If the object is stored using the persistence service, this method will be called when the object is loaded so that the source file's path name can be given to it.

These methods will only be called if they are present.

Reactors

It is often desireable (particularly in single-threaded applications) to plug custom code into an application's select loop. For example, your application might have to read information from special pipes or sockets to communicate with other non-DOPY programs. To facilitate this, DOPY provides the Reactor class. Instances of classes derived from Reactor can be added to the hub using the addReactor() method.

Reactors provide a standard interface for plugging into the DOPY select loop.

Every reactor class must provide a fileno() method, which returns a handle suitable for inclusion in a select() call.

The notifyWhenReadable(), notifyWhenWritable(), and notifyOnError() methods must be overriden to return true or false depending on whether the reactor wants to be notified when its filehandle is in that state. The value returned from any of these need not be static: a reactor may change the events that it is notified of at any time. These methods are called every time a state change causes select() to become unblocked.

The handleRead(), handleWrite() and handleError() methods are what will actually be called when the reactor's file handle becomes readable, writable or enters an exception state. These functions will only be called if the reactor has indicated its interest by returning true from one of its "notifyWhen" methods.

When creating reactors, remember that the handleRead(), handleWrite() and handleError() methods are called synchronously from the select loop. They should try to return as quickly as possible. If you have to do an extensive amount of processing in response to one of these events, it is recommended that you spawn it off in another thread, if possible.

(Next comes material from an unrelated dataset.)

PR #6378, opened 2021-05-28
texture_cache: Implement a very basic GC

Kelebek1:
This PR assigns the current timestamp to an image each time it's used in the cache, and then periodically checks all images, removing any which go above their timestamp + a constant expiration time. So if an image was seen at time 0, then the next GC check after 0 + 3 minutes, it will be removed, if it wasn't refreshed in that time to extend its lifetime.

MiniComLine - a simple command line reactor

One Reactor derivative that comes pre-packaged with DOPY is the MiniComLine class (in dopy.minicl). This class is a handy way to add a simple python command line to your server (in fact, this is the command line that you see when you run the dopyserver example program). To use it, simply add lines such as this to your program:

   import dopy.minicl
   dopy.getHub().addReactor(dopy.minicl.MiniComLine())

Module Index

DOPY is currently comprised of the following modules:

dopy DOPY main functionality
tcp TCP/IP protocol
rsh RSH protocol
naming Name service
pos Persistent Object service
tb Functions to help with tracebacks
minicl Mini command line reactor

Copyright Info

Permission is granted to use, modify and redistribute this document, providing that the following conditions are met:

This copyright/licensing notice must remain intact.
If the code is modified and redistributed, the modifications must include documentation indicating that the code has been modified.
The author(s) of this code must be indemnified and held harmless against any damage resulting from the use of this code.

This code comes with ABSOLUTELY NO WARRANTEE, not even the implied warrantee of MERCHANTABILITY or FITNESS FOR A PARTICULAR PURPOSE.